Saturday, December 31, 2011
Friday, December 16, 2011
Update: December 16, 2011
Note: The following is Steve's update of December 16, 2011, reposted here for those who missed it or would like to catch up.
*******
Dear friends and family,
An update of progress and such over the last two weeks: nothing elaborate or extensive, but a
status report.
My radiation treatments are over. There were twelve of them, and I believe (and hope) they
were successful. Until we have further pictorial evidence--catscans, for example--I can go only
by how much easier it is to swallow. So far so good. Radiation doesn't hurt, and the technicians
at the Clinic couldn't have been better in terms of sensitivity and concern for my comfort, but
even they couldn't prevent the two chief aftereffects: nausea and fatigue, both of which took up
residence after each treatment. Now that I am not receiving daily doses of radiation, I am hoping
that they will diminish. I can swallow better, but there is nothing I want to eat, and if I do have a
few sips of something, it usually doesn't sit very well.
The oncologist wants to begin chemotherapy fairly soon. While I'd like to have a short period
of feeling not too bad between treatments, I understand his "the sooner the better" attitude.
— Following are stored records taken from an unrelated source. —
PR #1024, opened 2017-03-02
Fixed small paths typos in userguide.rst

kevinfs:
I've read that PRs should be made against `develop`, but there is no such branch anymore.
If I'm wrong in any way, feel free to redirect me / advise on what you need !
Thanks.


gaborbernat:
This has been addressed as part of another PR, thanks for the contribution!

PR #1027, opened 2017-03-08
Do not add /usr/lib64 to sys.path if it is a symlink of /usr/lib.

nonZero:
Under arch linux, /usr/lib64 is a symlink of /usr/lib.
currently site.py will cause the inclusion of both of them in sys.path.

CAUTION: This patch was tested ONLY on arch linux, and not on any other platform.


gst:
@nonZero : the patch has been tested via TravisCI on all supported pythons as you can see here: https://travis-ci.org/pypa/virtualenv/builds/209142967 ;)

gaborbernat:
Closing due to inactivity.

PR #1032, opened 2017-04-04
Enabled osx targets on Travis with allow_failures

ssbarnea:
Signed-off-by: Sorin Sbarnea <ssbarnea@redhat.com>


yan12125:
https://github.com/travis-ci/cpython-builder/pull/3 should be fixed first so that people can test Python projects properly on macOS.

PR #1037, opened 2017-04-16
Use "__BIN_NAME__" in "activate.ps1".

Antigroup:
Before it always used "Scripts", which didn't work with pypy virtual
environments because they put everything in "bin".


gaborbernat:
Done via #1229

PR #1041, opened 2017-04-18
Fix multilib support, lib64 no longer hardcoded

JamesTheAwesomeDude:
This very necessary fix, previously made by @xen0n at #516 had, sadly bit-rotted before it could be merged.

I have taken a stab at porting it to the current state of virtualenv as part of my efforts at MoonchildProductions/Pale-Moon#1035.

This seems to remove the last of the hardcoded references to lib64; `grep -r lib64` now only returns entries from `docs/changes.rst`!


JamesTheAwesomeDude:
I have read the `CONTRIBUTING.rst` file:

> virtualenv uses git-flow to coordinate development. The latest stable version should exist on the master branch, and new work should be integrated to develop.

However, there IS no `develop` branch; otherwise, I would have pushed it there.

JamesTheAwesomeDude:
Hmm, I think I may need some help getting pypy working…

rephlex:
This patch fixed my virtualenv-16.0.0 on gentoo mips n32.

Before it would not even survive
mkdir foo && virtualenv foo/
without panicking about pkgutils missing.

Kokokokoka:
This is sad, that this changeset was lost. hardcoding lib** is generally a bad idea.

gaborbernat:
@Kokokokoka if you check with version 20.x you should not have this problem (assuming your python is configured correctly).

PR #1049, opened 2017-05-30
Activate newly created virtuale env if --activate is passed

pygaur1:
while creating a new virtualenv if we pass --activate as option then it will activate virtual env just after creation.
**Example :**
`prashant:~$ virtualenv my_env --activate`
`(my_env) prashant:~$`


gaborbernat:
We don't know the users shell type so no sensible way of doing this.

Part of my discomfort might be caused by the as-of-yet untreated cancer in other parts of my
body, so delay is counterproductive. And who knows if I'll have that period of feeling not too
bad anyway? The chemo will go on for several months, apparently, and I can only hope that
aftereffects of those treatments will be a little milder than those of the radiation were. But there's
no reason to expect that. My first chemo treatment will be on the 28th, and proceed weekly from
then.
I've had some very nice visits during the past few weeks. My brother-in-law and niece came a
couple of weekends ago, and my sister-in-law is here now. A few friends have spent some time
with me, and I have enjoyed every one of those of visits. A very close friend is coming in from
the west coast in mid-January. Carol and I did get to play bridge the other night (and I think we
played well), but it was tiring and we had to call it a night at what normally would have been a
very early hour. But we did it, and we have the next bridge evening scheduled for our house.
All of the "hang in there" and "you can do this" and "we're thinking of you" and "let me know
what I can do for you," alongside the cards and books and such, are having their intended
effect. I can hardly look around from the chair where I spend most of my time and not see some
tangible symbol of your collective well wishes. What a team I have working for me!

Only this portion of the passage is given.